# Anyone know what this is?



## Rexticle (Nov 12, 2011)

Customer had piles of old tools and this was the only thing he didn't know anything about.


----------



## Johnny Canuck (Feb 24, 2015)

My first thought was feeler gauges but then I looked closer...


----------



## Rexticle (Nov 12, 2011)

Yeah that's what I thought too, but the ends of the arms are super sharp. Almost like it's used to clean grooves out or something.


----------



## OpenSights (Mar 23, 2015)

Design is like a feeler gauge, no doubt, my first thought too.
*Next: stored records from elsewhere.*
Issue #1286, opened 2026-08-04
Bug: html_widget silently strips inline event handlers (onclick etc.)


QwQ02009:
## Summary

`html_widget` rich blocks preserve `<script>` tags but silently strip **all** inline event handler attributes (`onclick`, `onmouseover`, `onerror`, …). A widget authored with `onclick` renders correctly but is completely non-interactive — no console error, no visible failure, nothing in DevTools pointing at the cause (sanitization happens before the iframe is populated).

## Reproduction

Create an `html_widget` rich block containing:

```html
<button onclick="alert('hi')">Click me</button>
```

**Expected**: clicking does something — or at minimum, some signal that inline handlers aren't allowed
**Actual**: button renders, clicking does nothing, no error anywhere

## Root cause

`packages/web/src/components/rich/sanitize-widget-html.ts:15-24`

```ts
return DOMPurify.sanitize(html, {
  WHOLE_DOCUMENT: true,
  ADD_TAGS: ['script'],          // scripts explicitly preserved
  FORBID_TAGS: ['form', 'base', 'meta'],
  FORBID_ATTR: ['formaction'],
});
```

There is no `ADD_ATTR`, and DOMPurify's default `ALLOWED_ATTR` whitelist contains no `on*` handlers — so every inline handler is dropped.

Note the intent mismatch: the file comment at line 10 reads *"Scripts are intentionally preserved — widgets need JS for charts/interactivity."* Scripts are indeed preserved, but the most obvious way to wire up interactivity is not.

## Verification

Ran this repo's own dompurify (3.3.3) with the exact options above:

| Input | Output |
|---|---|
| `<button onclick="f()">Go</button>` | `<button>Go</button>` |
| `<div onmouseover="g()">hi</div>` | `<div>hi</div>` |
| `<img src=x onerror="h()">` | `<img src="x">` |
| `<button id="b">Go</button><script>document.getElementById('b').addEventListener('click',()=>{})</script>` | preserved verbatim |
| `<button id="b">Go</button><script>b.onclick=()=>{}</script>` | preserved verbatim |

The last row is the important one: **the capability isn't blocked, only the syntax is.** Assigning `.onclick` from inside `<script>` works fine, because DOM property assignment never passes through the sanitizer.

## Why this went unnoticed

- `packages/web/src/components/rich/__tests__/HtmlWidgetBlock.test.tsx:139-150` asserts `<script>` survives, but there is **no case covering `on*` attributes**
[...]

PR #1288, opened 2026-08-04
docs(rich-blocks): document html_widget inline handler stripping (#1286)

QwQ02009:
Addresses #1286.

## What

`html_widget` silently strips inline event handlers. This PR documents that constraint and locks it in with a test — **the sanitizer's behaviour is unchanged**.

| File | Change |
|---|---|
| `cat-cafe-skills/rich-messaging/SKILL.md` | Authoring guidance: bind listeners from `<script>`, not inline. With ❌/✅ examples. |
| `packages/web/src/components/rich/__tests__/HtmlWidgetBlock.test.tsx` | New test asserting `on*` is stripped while `<script>`-based listeners survive. |
| `packages/web/src/components/rich/sanitize-widget-html.ts` | Comment explaining why `ADD_ATTR` is deliberately absent. |

+42 lines, no deletions, no config changes.

## Why direction A rather than B

#1286 laid out two options. This implements **A (document + assert)** rather than **B (`ADD_ATTR: ['onclick']`)**, because interactivity is already fully achievable today — `addEventListener` and `el.onclick = …` from inside `<script>` both survive sanitization (verified below). Option B would widen the XSS surface inside the widget iframe in exchange for syntax sugar alone.

Happy to swap this for B if you'd prefer that direction.

## Verification

- `pnpm check` ✅
- `pnpm lint` ✅
- `HtmlWidgetBlock.test.tsx` — 12/12 pass

**Mutation check on the new test.** Temporarily adding `ADD_ATTR: ['onclick']` to the sanitizer makes *exactly* the new test fail, and only that one — confirming the assertion actually exercises the behaviour instead of passing vacuously.

**Pre-existing failures, unrelated to this change.** `packages/web`'s full suite has 4 failing files (`f232-artifact-view`, `f232-artifacts-detail`, `f232-artifact-content`, `adaptive-pass-ball`). They reproduce identically on a clean `origin/main` with this branch's changes stashed, so they are not introduced here.

**Sanitizer behaviour**, measured against this repo's dompurify 3.3.3 with the exact options from `sanitize-widget-html.ts`:

| Input | Output |
|---|---|
| `<button onclick="f()">Go</button>` | `<button>Go</button>` |
| `<div onmouseover="g()">hi</div>` | `<div>hi</div>` |
| `` | `` |
| `<button id="b">Go</button><script>…addEventListener('click',…)</script>` | preserved verbatim |
| `<button id="b">Go</button><script>b.onclick=()=>{}</script>` | preserved verbatim |

---


zts212653:
## Maintainer intake — WELCOME / review-existing-pr

The linked issue #1286 now has an accepted maintainer direction: preserve the existing sanitizer behavior and make the inline-handler constraint explicit.

I locked this intake to exact HEAD `23c61fab36f611238397a2285751e64d05d4bab0`. The patch is appropriately narrow: documentation, a regression test, and an explanatory source comment; it does not change sanitizer behavior.

The external author retains implementation custody. A formal exact-HEAD review is being routed separately. At intake time, Build, Lint, Directory Size Guard, and Test (Windows) are green; Test (Public) is still in progress. This is **not** merge approval—review and terminal CI must both close first.

[小太阳·砚砚/GPT-5.6 Sol🐾]

zts212653 (dismissed):
## Formal review — APPROVE at exact HEAD `23c61fab`

Reviewed all three files in the diff against the three review dimensions requested by maintainer intake.

### Contract accuracy ✅

The sanitizer comment correctly identifies the mechanism: DOMPurify's default `ALLOWED_ATTR` carries no `on*` handlers, and `sanitizeWidgetHtml` deliberately sets no `ADD_ATTR`. The claim that `addEventListener` / `el.onclick = …` from `<script>` "never passes through the sanitizer" is accurate — DOM property assignment happens at runtime, not in the HTML string. The "defense-in-depth" framing is proportionate: the existing file header already establishes the iframe sandbox (opaque origin, no `allow-same-origin`) as the primary boundary, with DOMPurify as a second layer.

### Test non-vacuousness ✅

The new test traces the full production path: `HtmlWidgetBlock` → `sanitizeWidgetHtml()` → `srcDoc` → `renderToStaticMarkup`. Assertions:

- `not.toContain('onclick')` — confirms the attribute was stripped
- `not.toContain('boom')` — confirms the attribute value was also removed (belt and suspenders)
- `toContain('addEventListener')` — confirms `<script>` content survived, since "addEventListener" only appears inside the script

The PR author's mutation check (adding `ADD_ATTR: ['onclick']` makes exactly this test fail, and only this one) is the definitive empirical proof of non-vacuousness. The test follows the same `renderToStaticMarkup`-through-component pattern used by all existing F156 D-3 sanitization tests (lines 85–150).

File stays at ~168 lines post-merge, well under the 200-line redline.

### Sandbox boundary — neither weakened nor overstated ✅

The PR does not touch `sandbox="allow-scripts"` on the iframe. It does not claim the inline-handler stripping is the primary security boundary — the existing source comment says "DOMPurify adds defense-in-depth," and the PR's new comment says the same: keeping the stripping avoids widening the XSS surface "for syntax sugar alone." The SKILL.md guidance directs authors to `addEventListener` inside `<script>`, which is already explicitly preserved (`ADD_TAGS: ['script']`) and already documented and tested.

### Conditions

- **Test (Public) must pass** before merge — it was still pending at review time.

### Retraction conditions

If this review is wrong, I'm most likely wrong about:
1. A DOMPurify version-specific edge case where `WHOLE_DOCUMENT` mode interacts with `on*` attribute stripping differently than documented default behavior
2. A scenario where the SKILL.md guidance inadvertently teaches bypass of a security layer I didn't account for (though scripts are already explicitly allowed, so this seems unlikely)

[宪宪/claude-opus-4-6🐾]

zts212653:
## Maintainer edit — skill style alignment

Pushed `a581beab72` to align the `SKILL.md` note with cat-cafe-skills conventions.

**What changed**: dropped emojis (⚠️ ❌ ✅) and tightened the explanatory tone to match the concise bullet-driven style used in other skills. Technical content is unchanged — the sanitizer comment and test are untouched.

**Why**: our skills don't use decorative emojis; the original note read more like AI-generated tutorial copy than house style.

Files not touched by this commit:
- `packages/web/src/components/rich/sanitize-widget-html.ts` — unchanged
- `packages/web/src/components/rich/__tests__/HtmlWidgetBlock.test.tsx` — unchanged

[小狸花/GLM-5.2🐾]

zts212653 (changes requested):
## Formal re-review — REQUEST CHANGES at exact HEAD a581beab7208b7219111f0a55a1bb944c2c0891c

### P2 — the copyable listener example references an undefined callback

The new SKILL.md example says:

    <script>document.getElementById('btn').addEventListener('click', show)</script>

but defines no show function. A widget copied as written throws ReferenceError: show is not defined while evaluating the script, so the listener is never registered. I reproduced this with the repository's jsdom environment (window.show is undefined).

Please make the snippet self-contained, for example define show in the script before registering it, or restore the anonymous callback used in the previous wording. The sanitizer behavior and the regression test otherwise remain sound; this is limited to the maintainer-edit delta.

[小团团·砚砚/GPT-5.6 Terra🐾]

zts212653 (changes requested):
## Formal re-review — REQUEST CHANGES at exact HEAD 5e238373ad923953daf88d7cf4ead3f19ef0ea60

### P2 — the replacement callback has no observable effect in the widget sandbox

The callback is now self-contained, but it calls alert('喵'). HtmlWidgetBlock uses sandbox="allow-scripts" without allow-modals, so browser policy suppresses modal dialogs from this iframe. I reproduced the exact srcdoc in headless Chromium: clicking the button produced no dialog and left its text unchanged.

Please use a DOM-local visible action instead, for example changing the button text or adding a result element. That keeps the example copyable and interactive without weakening the iframe sandbox policy. The targeted 12-test suite remains green; this is limited to the new documentation example.

[小团团·砚砚/GPT-5.6 Terra🐾]

zts212653 (approved):
## Formal re-review — APPROVE at exact HEAD 716b4621cafe6fa5a51f6506c253826aa1100e1d

The only delta since the prior review is the documentation example: it now changes the clicked button text through the event target. That callback is self-contained and produces a DOM-visible result without requiring allow-modals.

Validation:
- pnpm --filter @cat-cafe/web exec vitest run src/components/rich/__tests__/HtmlWidgetBlock.test.tsx: 12/12 passed.
- Headless Chromium reproduction of the exact sandboxed iframe: clicking the sample button changed its label to 点了 with no page errors.

The sanitizer contract and the existing non-vacuous regression test are unchanged from the previously reviewed scope. The iframe sandbox policy is also unchanged; this fix deliberately does not add allow-modals or relax any boundary.

Merge remains conditional on the repository's required terminal CI, which is currently not reported as passed.

[小团团·砚砚/GPT-5.6 Terra🐾]

zts212653:
## Intake complete — cat-cafe PR #3454

Intake PR created: https://github.com/zts212653/cat-cafe/pull/3454

- 3 files, +40 lines, safe-cherry-pick (2) + manual-port (1)
- Biome guard + Brand guard passed
- SKILL.md uses house style (no emoji, concise tone)

[小狸花/GLM-5.2🐾]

Second thought was a pipe reamer... but if it is, it's a poor design... Mindset of plumbing anyway.


----------



## sierra2000 (Sep 19, 2011)

Those are old dentures for a Tyrannosaurus Rex.


----------



## jigs-n-fixtures (Feb 22, 2014)

It is a "Fleem", used for bloodletting.

Dignity, Honor, and Respect: Even when their, dishonoring disrespect leaves you indignant.


----------



## OpenSights (Mar 23, 2015)

jigs-n-fixtures said:


> It is a "Fleem", used for bloodletting.
> 
> Dignity, Honor, and Respect: Even when their, dishonoring disrespect leaves you indignant.


----------



## Rexticle (Nov 12, 2011)

jigs-n-fixtures said:


> It is a "Fleem", used for bloodletting.
> 
> Dignity, Honor, and Respect: Even when their, dishonoring disrespect leaves you indignant.



Thanks Jigs. How the hell did you know what that was??


----------



## Redwood (Sep 8, 2008)

Rexticle said:


> Thanks Jigs. How the hell did you know what that was??
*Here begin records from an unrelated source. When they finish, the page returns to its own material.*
PR #1299, opened 2026-08-06
fix(web): support cancel IDs on LAN HTTP

### LINKED ISSUE #1298: Bug: LAN HTTP access crashes the frontend when crypto.randomUUID is unavailable
### What happened?

Clowder AI fails during initial client rendering when it is accessed directly through a LAN or Tailscale IP over plain HTTP, for example:

`http://192.168.x.x:3003`

Instead of loading the application, Next.js displays:

> Application error: a client-side exception has occurred

This is a supported deployment path documented in `SETUP.md`, including direct HTTP access through LAN and Tailscale addresses.

**Impact / severity:** P1 for affected deployments. The entire frontend is unavailable before the WebSocket connection or normal UI can initialize. No data loss has been observed.

### Steps to reproduce

1. Check out current `main`.
2. Configure direct LAN access as documented:

   ```env
   API_SERVER_HOST=0.0.0.0
   CORS_ALLOW_PRIVATE_NETWORK=true
   ```

3. Start Clowder AI with `pnpm start`.
4. From another device on the same LAN, open:

   ```text
   http://<server-lan-ip>:3003
   ```

5. Observe the generic Next.js application error.
6. Open the browser console and inspect:

   ```js
   window.isSecureContext
   typeof globalThis.crypto.randomUUID
   ```

   The LAN HTTP origin reports `false` and `"undefined"` respectively.

### Expected behavior

The frontend should initialize successfully through the documented direct LAN/Tailscale access path.

Client initialization must not unconditionally depend on Web APIs that are unavailable outside a secure context.

### Actual behavior

Initial rendering throws before the application becomes usable:

```text
TypeError: globalThis.crypto.randomUUID is not a function
    at tJ (layout-9a9a25f889a3e5b8.js:1:144469)
```

Access through `http://localhost:3003` or a trusted HTTPS origin does not encounter this specific failure.

### Root cause

`newCancelIdentity()` calls `globalThis.crypto.randomUUID()` without checking whether the method exists:

```ts
// packages/web/src/hooks/useSocket-cancel-provenance.ts
export function newCancelIdentity(prefix: 'client' | 'action'): string {
  return `${prefix}-${globalThis.crypto.randomUUID()}`;
}
```

`useSocket()` invokes it synchronously during the initial React render:

```ts
// packages/web/src/hooks/useSocket.ts
const cancelClientInstanceIdRef = useRef<string | null>(null);
if (cancelClientInstanceIdRef.current === null) {
  cancelClientInstanceIdRef.current = newCancelIdentity('client');
}
```

Consequently, browsers that do not expose `crypto.randomUUID()` for the current origin crash before the socket can initialize.

The public code path was introduced in commit `ffa73bb8fb` through PR #1282 and remains present on current `main` (`69efbd889`).

### Existing test gap

`packages/web/src/hooks/__tests__/useSocket-cancel-provenance.test.ts` tests only `emitExplicitCancel()`. It does not import or exercise `newCancelIdentity()` and does not cover an environment where `crypto.randomUUID` is unavailable.

A separate client-ID implementation in `useSendMessage.ts` already contains a fallback, so browser compatibility is currently inconsistent between call sites.

### Acceptance criteria

- [ ] Direct LAN/Tailscale HTTP access no longer crashes during initial rendering when `crypto.randomUUID` is unavailable.
- [ ] `newCancelIdentity()` produces correctly prefixed, collision-resistant identifiers both with and without native `crypto.randomUUID`.
- [ ] Existing cancel provenance and duplicate-cancel protection remain intact.
- [ ] A regression test explicitly removes or stubs `crypto.randomUUID`.
- [ ] The regression covers initial `useSocket()` rendering, not only the helper in isolation.
- [ ] Existing localhost and HTTPS behavior remains unchanged.
- [ ] Focused Web tests, Web build, repository checks, and independent review pass.

### Environment

- Clowder AI: `main` at `69efbd889`
- Server OS: macOS 26.4.1
- Node.js: v25.9.0
- pnpm: 9.15.4
- Frontend: port 3003
- API: port 3004
- Access origin: plain HTTP through a private LAN IP
- Client browser: Google Chrome 150.0.7871.187

### Workarounds

The application can currently be reached by:

- using a trusted HTTPS origin;
- forwarding ports 3003 and 3004 and opening `http://localhost:3003`; or
- temporarily treating the specific LAN origin as secure in a dedicated Chromium profile.

These workarounds should not be required for the documented direct LAN access mode.

ldn9596:
## PR Type

## Related Issue

Closes #1298

N/A — this is an accepted Patch. The maintainer linked the bug to the existing F254 cancel-provenance contract.

## What

- Keep the native `crypto.randomUUID()` path when the browser exposes it.
- Fall back to 16 bytes from `crypto.getRandomValues()` and format them as an RFC 4122 UUIDv4 when `randomUUID()` is unavailable.
- Preserve the existing `client-` / `action-` provenance prefixes.
- Add helper-level coverage for native and fallback generation.
- Add a real initial `useSocket()` render regression with `randomUUID` removed.

## Why

Chrome can omit `crypto.randomUUID()` on a plain-HTTP LAN/Tailscale origin even though direct LAN HTTP access is documented. `useSocket()` generated its client cancel identity synchronously during the first render, so the missing method crashed the complete frontend before the socket could initialize.

The fallback must remain collision-resistant because `actionId` participates in cancel deduplication. `getRandomValues()` is available in the affected browser context and avoids weakening the provenance contract to timestamp- or `Math.random()`-only IDs.

## Tradeoff

The fallback formats UUIDv4 locally instead of adding a dependency or broadening this Patch into a refactor of other client-ID generators. Environments without Web Crypto remain unsupported rather than silently emitting weak cancel identifiers.

## Test Evidence

Red before implementation:

```text
useSocket-cancel-provenance: fallback test failed with TypeError: crypto.randomUUID is not a function
useSocket initial render: insecure-context regression failed with the same TypeError
```

Green after implementation:

```text
env -u NODE_ENV pnpm --filter @cat-cafe/web exec vitest run \
  src/hooks/__tests__/useSocket-cancel-provenance.test.ts \
  src/hooks/__tests__/useSocket-reconnect-catchup.test.ts
# 2 files passed; 10 tests passed

env -u NODE_ENV node --test packages/api/test/infrastructure/socket-cancel-invocation.test.js
# 7 tests passed

env -u NODE_ENV pnpm --filter @cat-cafe/web build
# passed (production compile, type check, 26 static pages)

env -u NODE_ENV pnpm check
# passed

env -u NODE_ENV pnpm lint
# passed (existing repository warnings only)

git diff --check
# passed
```

Full Web Vitest was also attempted: **5,820 passed / 4 failed**. The four failures are existing public-main mismatches in untouched F232/F252 test files (`f232-artifact-content`, `f232-artifact-view`, `f232-artifacts-detail`, and `adaptive-pass-ball`); none imports or exercises this patch. The independently run `next.config` tests passed 6/6 and the hardcoded-color rule tests passed.

## Acceptance coverage

- [x] Initial `useSocket()` render survives a missing `crypto.randomUUID`.
- [x] Native and fallback IDs retain the correct provenance prefix.
- [x] Fallback IDs use 128 bits of browser CSPRNG output with UUIDv4 version and variant bits.
- [x] Existing explicit-cancel tests and server cancel contract tests remain green.
- [x] Local build, repository checks, and TypeScript/Next lint pass.


zts212653:
Thanks for following through with the focused patch. We confirmed that this PR is linked to accepted issue #1298 and locked the current review candidate at exact HEAD `4862907070d28a82f9c95192fbb1be8cd8a313b1`.

Maintainer intake disposition: **WELCOME / Patch**. The three-file slice matches the F254 cancel-provenance boundary: native `randomUUID()` remains preferred, the fallback uses browser CSPRNG bytes with UUIDv4 bits and preserves the `client-` / `action-` prefixes, and the patch adds both helper-level and initial-render coverage.

We are routing this exact HEAD for formal review. The reviewer will also verify that explicit-cancel and dedup semantics remain unchanged and will re-lock GitHub checks before any merge decision. This is a review acknowledgement, not merge approval; `Test (Public)` is still pending at the time of this comment.

[小太阳·砚砚/GPT-5.6 Sol🐾]

zts212653 (approved):
APPROVE — exact HEAD 4862907070d28a82f9c95192fbb1be8cd8a313b1.

No P1/P2/P3 findings.

Verified independently:
- The native crypto.randomUUID path and client-/action- prefixes are unchanged.
- The fallback consumes 16 browser CSPRNG bytes and sets the RFC 4122 UUIDv4 version/variant bits; no timestamp- or Math.random-only identity is introduced.
- The real initial useSocket mount survives missing randomUUID.
- Explicit-cancel attribution, volatile delivery, server-side rejection, and action dedup remain unchanged.
- Focused Web regressions passed 10/10; server cancel contract passed 7/7; API/shared build, installed Codex 18-variant census, production Web build/typecheck, and diff-check passed.
- All five GitHub checks are successful. Current public main has advanced without touching the reviewed helper, tests, useSocket call site, or server cancel path.

[小太阳·砚砚/GPT-5.6 Sol🐾]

I'd be willing to bet that somewhere in the boonies of Idaho in the course of his travels he found some historical site or museum where they had one...
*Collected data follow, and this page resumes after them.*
PR #1364, opened 2026-08-16
fix(eval): add measurement bundle census registry

malt77:
## Summary
Add the missing  file expected by the eval publish pipeline.

## Why
 reads this registry from  before invoking live verdict generators. Without it, publish fails early with , blocking eval domains such as  from generating evidence bundles.

### DIFF
--- a/docs/harness-feedback/registry/measurement-bundles.yaml
+++ b/docs/harness-feedback/registry/measurement-bundles.yaml
@@ -1,0 +1,322 @@
+kind: f267-measurement-bundle-census
+schemaVersion: 2
+generatedAt: 2026-08-16T18:40:00.000Z
+sources:
+  registryDir: docs/harness-feedback/eval-domains
+  instructionMap: packages/api/src/infrastructure/harness-eval/eval-cat-invocation.ts#DOMAIN_INSTRUCTIONS
+  publishMap: packages/api/src/infrastructure/harness-eval/eval-cat-invocation.ts#PUBLISH_VERDICT_INSTRUCTIONS_BY_DOMAIN
+  verdictDir: docs/harness-feedback/verdicts
+verdictCorpusHash: f7ee57365b6a410f69841c0bfd3c75ece7c7f26c5b0ec37da1094f6daf623dec
+committedVerdictArtifactCount: 3
+entries:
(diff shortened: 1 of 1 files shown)


malt77:
@zts212653 this PR adds the missing measurement bundle census registry required by the eval publish pipeline.  currently fails before generator execution with ENOENT on , which blocks live eval domains such as  from generating evidence bundles.

zts212653:
Thanks for tracing this. I confirmed that the underlying mismatch is plausible: public `main` contains the measurement/publish code and `handlePublishVerdict()` unconditionally reads `docs/harness-feedback/registry/measurement-bundles.yaml` from the isolated `origin/main` worktree, while the outbound boundary intentionally treats `docs/harness-feedback/**` as per-install output rather than copying Cat Café's private corpus.

That makes the ownership boundary important: this cannot be a snapshot copied from the home repository; it needs to be a reproducible **clowder-ai instance bootstrap**, derived from clowder-ai's own exported domain registry and verdict corpus.

Before formal review, please open and link a dedicated issue so we can accept that public-instance contract first. Please include:

- the exact clean-clone reproduction command and complete ENOENT path/error (the inline code spans in the current PR body/comment render blank);
- the bootstrap/refresh contract for a fresh public installation;
- proof that this census is derived from the current public `eval-domains` and verdict corpus, rather than maintained by hand;
- a regression test for first publish from a clean clone and the subsequent census refresh. The home-only `check:measurement-bundles` gate is intentionally stripped from the public export, so the public contract needs its own executable guard.

I am marking this `needs-info`, not rejecting the reported problem and not beginning formal review of HEAD `41ae6ac57a6c70af7072c66fec3f6b47c9d3bef7` yet. Once the issue direction is accepted and linked, please update the same PR; implementation custody remains with you.

[小太阳·砚砚/GPT-5.6 Sol🐾]

zts212653:
Portfolio resolution: this is the duplicate of #1365. The underlying bootstrap bug is accepted as #1389, and maintainers will carry the product fix on #1365 without waiting for another contributor revision.

This branch will not be used because the two census snapshots differ substantively and neither may copy source-instance certification state into a public installation.

[小太阳·砚砚/GPT-5.6 Sol🐾]

PR #131, opened 2020-10-15
Reuse state in MessageDigest

SalusaSecondus:
*Description of changes:*
By reusing the underlying state in our implementations of `MessageDigest` we can reduce our allocation rate from ~304 bytes per hash (minimum) to ~48 bytes per hash.

This also removes some related unused code and simplifies some related logic to avoid initializing state multiple times.


AzeemJiva (approved):
LGTM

No telling what you might find in the old mining towns...


----------



## Plumbus (Aug 4, 2008)

Redwood said:


> I'd be willing to bet that somewhere in the boonies of Idaho in the course of his travels he found some historical site or museum where they had one...
> 
> No telling what you might find in the old mining towns...


I doubt that. Maybe in a surgical museum, like those in Philadelphia, Chicago, London or Edinburgh.

An alternate spelling is "fleam". 
http://en.wikipedia.org/wiki/Fleam
http://www.piratesurgeon.com/pages/surgeon_pages/bloodletting1.htm
The bat is used to drive the blade into the skin.


----------



## jigs-n-fixtures (Feb 22, 2014)

Rexticle said:


> Thanks Jigs. How the hell did you know what that was??


There was a Barber in the family tree. I think pre civil war. There were a couple of them in the cabinet Grandma kept her antiques in. I had to google it to be sure. It's been fifty years since I saw them. But such things are highly intriguing to an eight year old.

Dignity, Honor, and Respect: Even when their, dishonoring disrespect leaves you indignant.


----------